By means of domain analysis, one attempts to discover and record the similarities and differences among related systems.
The first steps in domain analysis are to identify important concepts and vocabulary in the domain, define them, and organize them with a faceted classification.

Conceptual Models of IR

The most general facet in the previous classification scheme is conceptual model. An information retrieval conceptual model is a general approach to IR systems. Several taxonomies for IR conceptual models have been proposed. Three basic approaches:
  1. text pattern search,
  2. inverted file search, and
  3. signature search.
Belkin and Croft categorize information retrieval conceptual models differently. They divide retrieval techniques first into exact match and inexact match. The exact match category contains text pattern search and Boolean search techniques. The inexact match category contains such techniques as probabilistic, vector space, and clustering, among others. The problem with these taxonomies is that the categories are not mutually exclusive, and a single system may contain aspects of many of them. Almost all of the information retrieval systems fielded today are either Boolean information retrieval systems or text pattern search systems.

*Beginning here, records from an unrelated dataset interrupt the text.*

PR #1249, opened 2024-03-16
[DRAFT DRAFT] Builder Executable

move47:


sequencer/src/context.rs
```diff
@@ -67,6 +74,7 @@ impl<N: network::Type, Ver: StaticVersionType + 'static> SequencerContext<N, Ver
         state_relay_server: Option<Url>,
         metrics: &dyn Metrics,
         node_id: u64,
+        events_streaming_server: Option<Url>,
```
jbearer, line 77: Nit: if this is just the URL to listen on, we usually would just make it a port (`u16`) and then do something like `app.serve(format!("0.0.0.0:{port}"))`. Any particular reason it needs to be a full `Url` (this allows the caller to pass in weird things that don't make sense for a server)

sequencer/src/context.rs
```diff
@@ -111,7 +124,14 @@ impl<N: network::Type, Ver: StaticVersionType + 'static> SequencerContext<N, Ver
             state_signer = state_signer.with_relay_server(url);
         }
 
-        Ok(Self::new(handle, persistence, node_id, state_signer))
+        Ok(Self::new(
+            handle,
+            persistence,
+            node_id,
+            state_signer,
+            Some(event_streamer),
```
jbearer, line 132: Why use `Option` if this is unconditionally `Some`?

sequencer/src/context.rs
```diff
@@ -132,8 +155,21 @@ impl<N: network::Type, Ver: StaticVersionType + 'static> SequencerContext<N, Ver
...
+                persistence,
+                ctx.state_signer.clone(),
+                event_streamer.clone(),
+            ),
         );
+        // spwan the task for running the event streaming api
+        if let Some(event_streamer) = event_streamer {
+            ctx.spawn(
+                "event streaming api",
+                run_hotshot_event_streaming_api(events_streaming_server.unwrap(), event_streamer),
```
jbearer, line 169: From the implementation of `init` it looks like `event_streamer` could be `Some` even when `events_streaming_server` is `None`. Is it possible for this `unwrap` to panic?

sequencer/src/context.rs
```diff
@@ -241,5 +278,28 @@ async fn handle_events<Ver: StaticVersionType>(
...
+        Version01,
+    >(&EventStreamingApiOptioins::default())
+    .expect("Failed to define hotshot eventsAPI");
+
+    let mut app = App::<_, EventStreamApiError, Version01>::with_state(source);
+
+    app.register_module("hotshot_events", hotshot_events_api)
+        .expect("Failed to register hotshot events API");
+
+    spawn(app.serve(url, STATIC_VER_0_1));
```
jbearer, line 304: We should be using `ctx.spawn` here so we don't leak the task

jbearer (commented):
Why did we make the events streaming service an entirely separate server, rather than just making it an additional sub-module of the main query API? That might require a bit less setup and would be more convenient for clients who could then use the same URL for both.

See how other API modules are hooked up in `api/options.rs`

nyospe:
> Why did we make the events streaming service an entirely separate server?

It's hooked up to the internal consensus, rather than the outcome on Decide. It is completely unusable with nodes that aren't part of the DA committee, has zero need for caching, and must be real-time (e.g. no benefit to being able to fetch results from peers).

jbearer:
We already have a bunch of modules under `api/options` that can be independently selected at runtime. They don't all hook into the query service storage and fetching, e.g. the `submit` module only requires a `SystemContextHandle`. And they all run under the same `App`

builder/src/lib.rs
```diff
@@ -0,0 +1,1317 @@
...
+    pub hotshot_handle: Consensus<N>,
+
+    /// Index of this sequencer node
+    pub node_index: u64,
+
+    /// Context for generating state signatures.
+    state_signer: Arc<StateSigner<Ver>>,
+
+    /// An orchestrator to wait for before starting consensus.
+    pub wait_for_orchestrator: Option<Arc<OrchestratorClient>>,
```
nyospe, line 75: Is this for the permissioned instance? Because I don't think we can do this for the permissionless...

move47: Yes, it is for permissioned instance. A permission node would do this `init_node()` call. It is similar to `init_node` in sequencer but without persistence.

builder/src/non_permissioned.rs
```diff
@@ -0,0 +1,377 @@
...
+        // Start Client for the event streaming api
+        let client = Client::<EventStreamApiError, Version01>::new(hotshot_events_api_url.clone());
+
+        assert!(client.connect(Some(Duration::from_secs(60))).await);
+
+        tracing::info!("Builder client connected to the hotshot events api");
+
+        // client subscrive to hotshot events
+        let subscribed_events = client
+            .socket("hotshot_events/events")
```
nyospe, line 145: Minor modification: surf-disco default for streaming is json; for performance reasons, add this line:

```rust
            .socket("hotshot_events/events")
            .header(ACCEPT, "application/octet-stream")
            .subscribe::<BuilderEvent<SeqTypes>>()
```

sequencer/src/context.rs
nyospe: Let's fix this one.

builder/src/non_permissioned.rs
move47: Done!

sequencer/src/context.rs
move47: d1ba612c74d0131e4b06907bd3b5dd3b96aad345

sequencer/src/context.rs
move47: d1ba612c74d0131e4b06907bd3b5dd3b96aad345

sequencer/src/context.rs
move47: d1ba612c74d0131e4b06907bd3b5dd3b96aad345

sequencer/src/context.rs
move47: d1ba612c74d0131e4b06907bd3b5dd3b96aad345

.vscode/settings.json.example
nyospe, line 1: Why did you remove this?

Cargo.toml
```diff
@@ -43,13 +44,17 @@ ethers = { version = "2.0", features = ["solc"] }
 futures = "0.3"
 hotshot = { git = "https://github.com/EspressoSystems/hotshot", tag = "0.5.28" }
 hotshot-orchestrator = { git = "https://github.com/EspressoSystems/hotshot", tag = "0.5.28" }
-hotshot-query-service = { git = "https://github.com/EspressoSystems/hotshot-query-service", tag = "0.1.0" }
+#hotshot-query-service = { git = "https://github.com/EspressoSystems/hotshot-query-service", tag = "0.1.0" }
```
nyospe, line 47: to be fixed before making non-draft... including removing all commented out lines.

builder/Cargo.toml
```diff
@@ -0,0 +1,44 @@
+[package]
+name = "builder"
+description = "A standalone builder service"
+version = { workspace = true }
+authors = { workspace = true }
+edition = { workspace = true }
+
+[dependencies]
+hotshot-builder-core = { git = "https://github.com/EspressoSystems/hs-builder-core", branch = "hg/test_builder_executable" }
```
nyospe, line 9: And the one below absolutely should be removed.

builder/src/bin/permissioned_builder.rs
nyospe, line 1: Let's rename these to permissioned-builder.rs and permissionless-builder.rs

builder/src/bin/permissioned_builder.rs
```diff
@@ -0,0 +1,236 @@
...
+        builder_pub_key,
+        private_staking_key,
+        bootstrapped_view,
+        opt.channel_capacity,
+        sequencer_version,
+    )
+    .await?;
+
+    // Start doing consensus.
+    ctx.start_consensus().await;
```
nyospe, line 233: 👍  I believe this order is correct.

builder/src/lib.rs
```diff
@@ -0,0 +1,732 @@
...
+    app.register_module("block_info", builder_api)
+        .expect("Failed to register the builder API");
+
+    app.register_module("txn_submit", private_mempool_api)
+        .expect("Failed to register the private mempool API");
+
+    async_spawn(app.serve(url, STATIC_VER_0_1));
+}
+
+#[cfg(test)]
```
nyospe, line 102: A lot of this feels like it belongs in non_permissioned.rs or permissioned.rs

It's okay, the non-test contents of lib.rs fall within the reasonable terseness, but it makes the file look huge on first glance.

sequencer/src/api/options.rs
```diff
@@ -169,6 +181,9 @@ impl Options {
                 App::<_, Error, Ver>::with_state(RwLock::new(super::State::from(&context)));
 
             self.init_hotshot_modules(&mut app)?;
+
+            self.init_hotshot_event_streaming_module(&mut app)?;
```
nyospe, line 185: Is there a check on the options I missed?

sequencer/src/api.rs
```diff
@@ -32,9 +35,20 @@ impl<N: network::Type, Ver: StaticVersionType + 'static> From<&SequencerContext<
...
     }
 }
+use futures::stream::BoxStream;
+
+#[async_trait]
+impl<N: network::Type, Ver: StaticVersionType> EventsSource<SeqTypes> for State<N, Ver> {
+    type EventStream = BoxStream<'static, Arc<BuilderEvent<SeqTypes>>>;
+
+    async fn get_event_stream(&self) -> Self::EventStream {
+        self.events_streamer.write().await.get_event_stream().await
```
jbearer, line 49: This seems like it could/should be `read()` instead of `write()`

sequencer/src/api/options.rs
```diff
@@ -151,7 +161,9 @@ impl Options {
             let status_api = status::define_api(&Default::default(), bind_version)?;
             app.register_module("status", status_api)?;
 
+            // Initialise only here because Extensivle Data Source doesn't impl the EventsSource trait.
```
jbearer, line 164: This means we silently ignore the hotshot events module when other modules are present. Is this what the PR in hotshot-query-service is intended to fix?

jbearer (commented):
Think we need to add a new optional module in `sequencer/options.rs` so be passed on the command line to enable the `HotShotEvents` API option in `main.rs`. See how other optional modules work e.g. `query`

.vscode/settings.json.example
nyospe: ... rephrasing. Please put this back.

sequencer/src/api/options.rs
```diff
@@ -220,7 +235,6 @@ impl Options {
         app.register_module("availability", endpoints::availability(bind_version)?)?;
         app.register_module("node", endpoints::node(bind_version)?)?;
 
-        self.init_hotshot_modules(&mut app)?;
```
nyospe, line 223: ????

sequencer/src/api/options.rs
```diff
@@ -151,7 +161,9 @@ impl Options {
             let status_api = status::define_api(&Default::default(), bind_version)?;
             app.register_module("status", status_api)?;
 
+            // Initialise only here because Extensivle Data Source doesn't impl the EventsSource trait.
             self.init_hotshot_modules(&mut app)?;
+
```
nyospe, line 166: Why no invocation here?

sequencer/src/api/options.rs
```diff
@@ -182,12 +205,32 @@ impl Options {
 
             self.init_hotshot_modules(&mut app)?;
 
-            self.init_hotshot_event_streaming_module(&mut app)?;
-
             context.spawn(
                 "API server",
                 app.serve(format!("0.0.0.0:{}", self.http.port), bind_version),
             );
+            // Start the event streaming API server if it is enabled.
```
jbearer, line 211: Can we make this a function to avoid copypasta?

sequencer/src/api/options.rs
```diff
@@ -168,6 +168,29 @@ impl Options {
                 "API server",
                 app.serve(format!("0.0.0.0:{}", self.http.port), bind_version),
             );
+
+            // It runs to different port and app because State and Extensible Data source needs to support required
```
jbearer, line 171: Do we not initialize this in the previous case or am I missing it (`if let Some(query_opt) = self.query.take() {`)?

jbearer (commented):
Ok, I'm satisfied with this handling of the API configuration (modulo a couple comments)

sequencer/src/options.rs
```diff
@@ -364,4 +372,5 @@ pub struct Modules {
     pub status: Option<api::options::Status>,
     pub state: Option<api::options::State>,
     pub catchup: Option<api::options::Catchup>,
+    pub hotshot_events: Option<api::options::HotshotEvents>,
```
jbearer, line 375: Need to handle this in `main.rs`

sequencer/src/context.rs
jbearer: This is still `Option` and seems like it doesn't need to be

jbearer (approved):
`sequencer/` stuff looks good

nyospe (approved):
I think that's everything...

PR #1252, opened 2024-03-18
Check deposits inserted when building header

sveitser:


sequencer/src/header.rs
```diff
@@ -600,6 +585,56 @@ mod test_headers {
...
+    #[test]
+    fn test_new_header_deposits_many() {
+        TestCase {
+            l1_deposits: [
+                (Address::default(), 1),
+                (Address::default(), 2),
+                (Address::random(), 3),
+            ]
+            .iter()
+            .map(|(address, amount)| FeeInfo::new(*address, *amount))
```
tbro, line 606: I feel like this could become a common pattern. Does it warrant implementing `From<(Address, u64) for FeeInfo`?

sveitser: Was also wondering. It might. I think we can add it later if we really need it.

Text pattern search queries

Text pattern search queries are strings or regular expressions. Text pattern systems are more common for searching small collections, such as personal collections of files. The grep family of tools used in the UNIX environment is a well-known example of text pattern searchers.
Almost all of the information retrieval systems for searching large document collections are Boolean systems. In a Boolean information retrieval system, documents are represented by sets of keywords, usually stored in an inverted file. An inverted file is a list of keywords and identifiers of the documents in which they occur.
Boolean queries are keywords connected with Boolean logical operators (AND, OR, NOT). While Boolean systems have been criticized, improving their retrieval effectiveness has been difficult. Some extensions to the Boolean model that may improve information retrieval performance will be discussed later. Researchers have also tried to improve information retrieval performance by using information about the statistical distribution of terms, that is the frequencies with which terms occur in documents, document collections, or subsets of document collections such as documents considered relevant to a query.
Term distributions are exploited within the context of some statistical model such as the vector space model, the probabilistic model, or the clustering model.
Using these probabilistic models and information about term distributions, it is possible to assign a probability of relevance to each document in a retrieved set allowing retrieved documents to be ranked in order of probable relevance. Ranking is useful because of the large document sets that are often retrieved.